1. Load the `./data/USA_cars_datasets.csv`. Keep the following variables and drop the rest: `price`, `year`, `mileage`. Are there any `NA`'s to handle? Look at the head and dimensions of the data.
2. Maxmin normalize `year` and `mileage`.
3. Split the sample into ~80% for training and ~20% for evaluation.
4. Use the $k$NN algorithm and the training data to predict `price` using `year` and `mileage` for the test set for $k=3,10,25,50,100,300$. For each value of $k$, compute the mean squared error and print a scatterplot showing the test value plotted against the predicted value.
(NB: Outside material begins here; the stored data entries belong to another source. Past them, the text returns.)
PR #1905, opened 2024-07-17
feat: support self-hosted federation in-memory rate limiting

hfgbarrigas:


engine/crates/engine-v2/src/engine/rate_limit.rs
```diff
@@ -0,0 +1,92 @@
...
+        None
+    }
+
+    fn key(&self) -> Option<&str> {
+        Some(self.0)
+    }
+}
+
+#[derive(Default)]
+pub struct InMemoryRateLimiter {
```
Finistere, line 39: Should be in `runtime-local`

Finistere: the interface probably needs to be adjusted, but the implementation (`governor`) can't be in engine-v2

Finistere (approved):

engine/crates/engine-v2/src/engine.rs
```diff
@@ -103,6 +105,14 @@ impl<R: Runtime> Engine<R> {
             Err(response) => return HttpGraphqlResponse::build(response, format, Default::default()),
         };
 
+        if let Err(err) = self.runtime.rate_limiter().limit(&RateLimitContext::Global).await {
```
Finistere, line 108: should also be called in `execute_websocket` underneath. Maybe create_session, but would need some tweaking

PR #1906, opened 2024-07-17
chore(engine-v2): Create ResponseModifier

Finistere:
`ResponseModifier` are built in the same way QueryModifiers are during the
operation preparation. As their name suggests, they will modify the
response instead of modifying the query.

I've implemented most of the code for the response modifier in this PR:

- struct themselves
- authorized directives requirements should be taken into account during planning
- being able to forward a view of the response objects to the
  hooks
- As a response modifier may be used on various selection sets but
  should be called at most once per subgraph response I
  created a `FilteredResponseObjectSet` which can iterate over multiple
  `ResponseObjectSet`
- I've renamed `ResponsePart` to `SubgraphResponse` for hopefully a
  bit more clarity, not sure though... I've tweaked a bit how the executor receives it in this PR, but I'm changing it back next PR so well 🤷 

I've stopped there because defining the "ReadSelectionSet", and what and how
we read from the response is a bit broken outside of plan root fields.
I'm not entirely sure what I'll do here, the best solution would be to
add the necessary metadata in the shapes.


engine/crates/engine-v2/src/response/object_set.rs
```diff
@@ -0,0 +1,142 @@
...
+
+const SET_INDEX_OFFSET: usize = 24;
+const OBJECT_INDEX_MASK: u32 = (1 << SET_INDEX_OFFSET) - 1;
+
+#[derive(Default, Clone)]
+pub(crate) struct FilteredResponseObjectSet {
+    sets: Vec<Arc<ResponseObjectSet>>,
+    // Upper 8 bits in the set index, the 24 lower is the object index.
+    indices: Vec<u32>,
+}
```
obmarg, line 48: What are all of these things?

engine/crates/engine-v2/src/response/read/view/de.rs
```diff
@@ -0,0 +1,175 @@
...
+            ResponseValue::Null => visitor.visit_none(),
+            ResponseValue::Boolean { value, .. } => visitor.visit_bool(*value),
+            ResponseValue::Int { value, .. } => visitor.visit_i32(*value),
+            ResponseValue::BigInt { value, .. } => visitor.visit_i64(*value),
+            ResponseValue::Float { value, .. } => visitor.visit_f64(*value),
+            ResponseValue::String { value, .. } => visitor.visit_borrowed_str(value),
+            ResponseValue::StringId { id, .. } => visitor.visit_borrowed_str(&self.schema[*id]),
+            ResponseValue::Json { value, .. } => value
+                .clone()
+                .deserialize_any(visitor)
```
obmarg, line 117: Can you not avoid this clone?

obmarg (approved):

engine/crates/engine-v2/src/execution/hooks/authorized.rs
```diff
@@ -32,6 +35,34 @@ impl<'ctx, H: Hooks> super::RequestHooks<'ctx, H> {
...
+                parents,
+                metadata,
+            )
+            // FIXME: Unfortunately, boxing seems to be the only solution for the bug explained here:
+            //        https://github.com/rust-lang/rust/issues/110338#issuecomment-1513761297
+            //        Otherwise is not correctly evaluated to be Send due to the impl IntoIterator
+            .boxed()
+            .await;
+
+        todo!()
```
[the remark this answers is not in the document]
Finistere: well not really, but not used yet

engine/crates/engine-v2/src/response/read/view/de.rs
Finistere: I could handle a few special cases like String/Number as JSON is used as fallback for any scalar we don't understand. Eventually, I would like to get rid of it by making `ResponseValue` a superset of it, but well. not there yet. Can't avoid the copy here otherwise

obmarg: Is this not a call to `Deserializer::deserialize_any` then?  Because it seems [like `&Value` implements that](https://docs.rs/serde/1.0.203/x86_64-unknown-linux-gnu/serde/de/trait.Deserializer.html#tymethod.deserialize_any)? Or am I missing something?

Finistere: wow ok you're right, good catch. Didn't work because it's `&Box<Value>` so had to do `as_ref()`

engine/crates/engine-v2/src/response/object_set.rs
Finistere: adding doc for this tomorrow

engine/crates/engine-v2/src/execution/hooks/authorized.rs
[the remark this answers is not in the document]
Finistere: added docstrings, will merge the PR after the release to avoid any conflicts I think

What patterns do you notice as you increase $k$?
5. Determine the optimal $k$ for these data.
6. Describe what happened in the plots of predicted versus actual prices as $k$ varied, taking your answer into part 6 into account. (Hint: Use the words "underfitting" and "overfitting".)

In [2]:
import numpy as np
import pandas as pd
import matplotlib.pyplot as plt
import seaborn as sns
from sklearn.neighbors import KNeighborsRegressor

In [3]:
#2.1
cd = pd.read_csv('USA_cars_datasets.csv')
#cd.head()

cd1 = cd[['price', 'year', 'mileage']]
print(cd1.head())
print(cd1.shape, '\n')

print(cd1['mileage'].isna().any())
print(cd1['price'].isna().any())
print(cd1['year'].isna().any())

   price  year  mileage
0   6300  2008   274117
1   2899  2011   190552
2   5350  2018    39590
3  25000  2014    64146
4  27700  2018     6654
(2499, 3) 

False
False
False


In [4]:
#2.2
def maxmin(z):
  z = (z-z.min())/(z.max()-z.min())
  return z

cd['year'] = maxmin(cd['year'])
cd['mileage'] = maxmin(cd['mileage'])

In [5]:
#2.3
from sklearn.model_selection import train_test_split
train, test = train_test_split(cd1, test_size=0.2)
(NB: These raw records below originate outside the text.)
PR #1908, opened 2024-07-18
gateway: implement timeouts

tomhoule:
Additions to the configuration:

```toml
timeout = "10s" # defaults to "30s"

[subgraphs.products]
timeout = "5s" # defaults to "30s"
```

closes GB-7115


engine/crates/runtime-local/src/fetch.rs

print("Train shape:", train.shape)
print("Test shape:", test.shape)

Train shape: (1999, 3)
Test shape: (500, 3)


In [8]:
#2.4
def knn_reg(x_hat,gdf,K):
  squared_differences = (gdf[['year', 'mileage']].values - x_hat)**2
  distances = np.sqrt(squared_differences.sum(axis=1))
  neighbors = np.argsort(distances)[:K].tolist()
  y_star = gdf['price'].iloc[neighbors].tolist()
  y_hat = np.mean(y_star)
  return {'y_hat': y_hat, 'y_star':y_star, 'neighbors':neighbors}

**Q3.** This is a case study on $k$ nearest neighbor regression and imputation, using the `airbnb_hw.csv` data.

There are 30,478 observations, but only 22,155 ratings. We're going to build a kNN regressor to impute missing values. This is a common task, and illustrates one way you can use kNN in the future even when you have more advanced models available.

1. Load the `airbnb_hw.csv` data with Pandas. We're only going to use `Review Scores Rating`, `Price`, and `Beds`, so use `.loc` to reduce the dataframe to those variables.
2. Set use `.isnull()` to select the subset of the dataframe with missing review values. Set those aside in a different dataframe. We'll make predictions about them later.
3. Use `df = df.dropna(axis = 0, how = 'any')` to eliminate any observations with missing values/NA's from the dataframe.
4. For the complete cases, create a $k$-NN model that uses the variables `Price` and `Beds` to predict `Review Scores Rating`. How do you choose $k$? (Hint: Train/test split, iterate over reasonable values of $k$ and find a value that minimizes SSE on the test split using predictions from the training set.)
5. Predict the missing ratings.
6. Do a kernel density plot of the training ratings and the predicted missing ratings. Do they look similar or not? Explain why.